Restate each of the lines given below, word for word.

** EXERCISE DATA follows **

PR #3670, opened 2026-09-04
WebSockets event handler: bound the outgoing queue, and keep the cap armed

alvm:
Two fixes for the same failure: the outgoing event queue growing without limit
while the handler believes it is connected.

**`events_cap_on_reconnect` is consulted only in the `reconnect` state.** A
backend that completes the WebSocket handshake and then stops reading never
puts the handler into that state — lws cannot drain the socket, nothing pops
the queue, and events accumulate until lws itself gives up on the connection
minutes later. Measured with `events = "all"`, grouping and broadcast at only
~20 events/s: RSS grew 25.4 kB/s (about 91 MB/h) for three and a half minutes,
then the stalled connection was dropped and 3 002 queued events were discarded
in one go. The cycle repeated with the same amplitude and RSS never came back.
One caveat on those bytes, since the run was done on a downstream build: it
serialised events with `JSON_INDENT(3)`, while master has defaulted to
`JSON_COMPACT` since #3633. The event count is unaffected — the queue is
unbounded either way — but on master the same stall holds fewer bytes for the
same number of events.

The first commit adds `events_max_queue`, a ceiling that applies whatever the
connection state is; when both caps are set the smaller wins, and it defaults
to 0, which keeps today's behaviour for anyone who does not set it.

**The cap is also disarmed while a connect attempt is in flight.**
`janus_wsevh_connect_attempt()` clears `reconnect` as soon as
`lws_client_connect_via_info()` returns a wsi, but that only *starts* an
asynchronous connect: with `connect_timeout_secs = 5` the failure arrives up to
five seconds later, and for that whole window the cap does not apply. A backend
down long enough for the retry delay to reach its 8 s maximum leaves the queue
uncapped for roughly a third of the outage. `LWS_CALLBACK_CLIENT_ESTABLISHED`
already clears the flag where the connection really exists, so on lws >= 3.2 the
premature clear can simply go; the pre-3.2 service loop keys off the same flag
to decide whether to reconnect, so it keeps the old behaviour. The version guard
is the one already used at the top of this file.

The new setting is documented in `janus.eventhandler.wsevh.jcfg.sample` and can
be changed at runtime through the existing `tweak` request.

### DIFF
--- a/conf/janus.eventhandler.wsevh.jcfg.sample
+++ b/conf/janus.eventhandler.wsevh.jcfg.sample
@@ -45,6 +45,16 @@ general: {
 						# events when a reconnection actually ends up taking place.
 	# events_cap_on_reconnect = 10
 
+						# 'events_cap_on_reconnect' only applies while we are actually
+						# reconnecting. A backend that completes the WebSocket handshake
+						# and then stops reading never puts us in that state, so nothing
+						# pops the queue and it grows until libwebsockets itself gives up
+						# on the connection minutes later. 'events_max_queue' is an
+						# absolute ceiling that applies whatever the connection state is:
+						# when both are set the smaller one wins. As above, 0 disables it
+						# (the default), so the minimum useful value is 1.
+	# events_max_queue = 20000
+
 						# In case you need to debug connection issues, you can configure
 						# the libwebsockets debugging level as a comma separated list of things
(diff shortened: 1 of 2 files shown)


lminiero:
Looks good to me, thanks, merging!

** End of EXERCISE DATA **

◆ REPLY
PR #3670, opened 2026-09-04
WebSockets event handler: bound the outgoing queue, and keep the cap armed

alvm:
Two fixes for the same failure: the outgoing event queue growing without limit
while the handler believes it is connected.

**`events_cap_on_reconnect` is consulted only in the `reconnect` state.** A
backend that completes the WebSocket handshake and then stops reading never
puts the handler into that state — lws cannot drain the socket, nothing pops
the queue, and events accumulate until lws itself gives up on the connection
minutes later. Measured with `events = "all"`, grouping and broadcast at only
~20 events/s: RSS grew 25.4 kB/s (about 91 MB/h) for three and a half minutes,
then the stalled connection was dropped and 3 002 queued events were discarded
in one go. The cycle repeated with the same amplitude and RSS never came back.
One caveat on those bytes, since the run was done on a downstream build: it
serialised events with `JSON_INDENT(3)`, while master has defaulted to
`JSON_COMPACT` since #3633. The event count is unaffected — the queue is
unbounded either way — but on master the same stall holds fewer bytes for the
same number of events.

The first commit adds `events_max_queue`, a ceiling that applies whatever the
connection state is; when both caps are set the smaller wins, and it defaults
to 0, which keeps today's behaviour for anyone who does not set it.

**The cap is also disarmed while a connect attempt is in flight.**
`janus_wsevh_connect_attempt()` clears `reconnect` as soon as
`lws_client_connect_via_info()` returns a wsi, but that only *starts* an
asynchronous connect: with `connect_timeout_secs = 5` the failure arrives up to
five seconds later, and for that whole window the cap does not apply. A backend
down long enough for the retry delay to reach its 8 s maximum leaves the queue
uncapped for roughly a third of the outage. `LWS_CALLBACK_CLIENT_ESTABLISHED`
already clears the flag where the connection really exists, so on lws >= 3.2 the
premature clear can simply go; the pre-3.2 service loop keys off the same flag
to decide whether to reconnect, so it keeps the old behaviour. The version guard
is the one already used at the top of this file.

The new setting is documented in `janus.eventhandler.wsevh.jcfg.sample` and can
be changed at runtime through the existing `tweak` request.

### DIFF
--- a/conf/janus.eventhandler.wsevh.jcfg.sample
+++ b/conf/janus.eventhandler.wsevh.jcfg.sample
@@ -45,6 +45,16 @@ general: {
 						# events when a reconnection actually ends up taking place.
 	# events_cap_on_reconnect = 10
 
+						# 'events_cap_on_reconnect' only applies while we are actually
+						# reconnecting. A backend that completes the WebSocket handshake
+						# and then stops reading never puts us in that state, so nothing
+						# pops the queue and it grows until libwebsockets itself gives up
+						# on the connection minutes later. 'events_max_queue' is an
+						# absolute ceiling that applies whatever the connection state is:
+						# when both are set the smaller one wins. As above, 0 disables it
+						# (the default), so the minimum useful value is 1.
+	# events_max_queue = 20000
+
 						# In case you need to debug connection issues, you can configure
 						# the libwebsockets debugging level as a comma separated list of things
(diff shortened: 1 of 2 files shown)


lminiero:
Looks good to me, thanks, merging!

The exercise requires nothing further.